Still, from the point of view of a regular Azure SDK user, who has not seen this thread, this seems like unexpected behavior. It would be nice if this could be handled within the SDK. One could argue that the whole point of the failover mechanism is to seamlessly switch to the secondary namespace.

@axisc previously mentioned that:

The default retry policy is built into the client and will essentially automatically reconnect with the new namespace. Is that failing for you as well?

which would indicate that an automatic reconnect to the new namespace is supposed to be handled by the SDK. To me it seems like an edge case bug in that functionality.

nemakam commented 5 years ago

@tollstorff , I agree. We can add recycling logic into our SDK. Maybe have a param to control that. I'll leave this issue open to take that up as a bug fix. Feel free to raise a PR.

jfggdl commented 5 years ago

We have identified some potential solutions and we will be studying the feasibility of each. Stay tuned.

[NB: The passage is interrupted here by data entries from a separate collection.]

PR #796, opened 2026-08-13
security(gdrive): a named tenant never resolves to the service account (#627)

chrisrogers37:
Closes #627.

## The defect

A broad `except Exception` around the per-tenant Google Drive OAuth lookup fell through to `get_provider()` — the deployment-wide service account. The operator and a tenant are different parties in this product, so that is a cross-tenant access path, and it was **silent**: the auth error that caused it was downgraded to a warning on the way past.

**Two distinct boundaries crossed, not one.**

1. The service account's **credentials** stood in for the tenant's.
2. Because `get_provider()` reads `root_folder_id` from the service account's *own stored metadata* when passed none, a tenant with no configured root was handed a provider **rooted in the operator's Drive folder** — whose files would then be indexed under that tenant.

The second is the sharper one, and the credential assertions do not catch it, so it is asserted separately.

It also **masked the cause**: the tenant's error was swallowed and the service account's surfaced in its place, telling a tenant to run an operator-only CLI command for a credential they do not own. `get_provider_for_media_item`'s existing regression test already described this exact chain in its docstring — the fallback that produced it was still live.

## Was the broad `except` load-bearing?

Checked rather than narrowed blind. **It does not have a legitimate case.**

The only candidate was "this tenant has not connected their own Drive". But onboarding refuses to store a media root until that tenant's own OAuth has proven access to the folder — `/api/onboarding/media-folder` validates through `get_provider_for_chat` and returns 400 on failure. So "named tenant, no working OAuth" is a **broken state to surface**, not a configuration to substitute around. Nothing anywhere asserted the fallback.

DorothySun216 commented 4 years ago

@tollstorff We have checked in some changes to our backend service on this issue and the changes has already been in production now. You do not need to update your Nuget package but it doesn't hurt to get the latest version. I run your repro example again and not seeing the failure now. Can you please try to see if the problem has been fixed for you? Thanks so much. Sorry about the delay.

axisc commented 4 years ago

@tollstorff - checking in to see if this is still an open issue for you. If not, please let us know so that we can close it.

tollstorff commented 4 years ago

Hi @DorothySun216 and @axisc, I appreciate you getting back to me on this.

I am currently focusing my attention elsewhere, and will not be able to verify if the changes have resolved this issue. It sounds promising that the reproduction steps did not cause any issues for @DorothySun216 after these changes.

Because of the above, I think this issue has reached its conclusion for now and you are free to close it.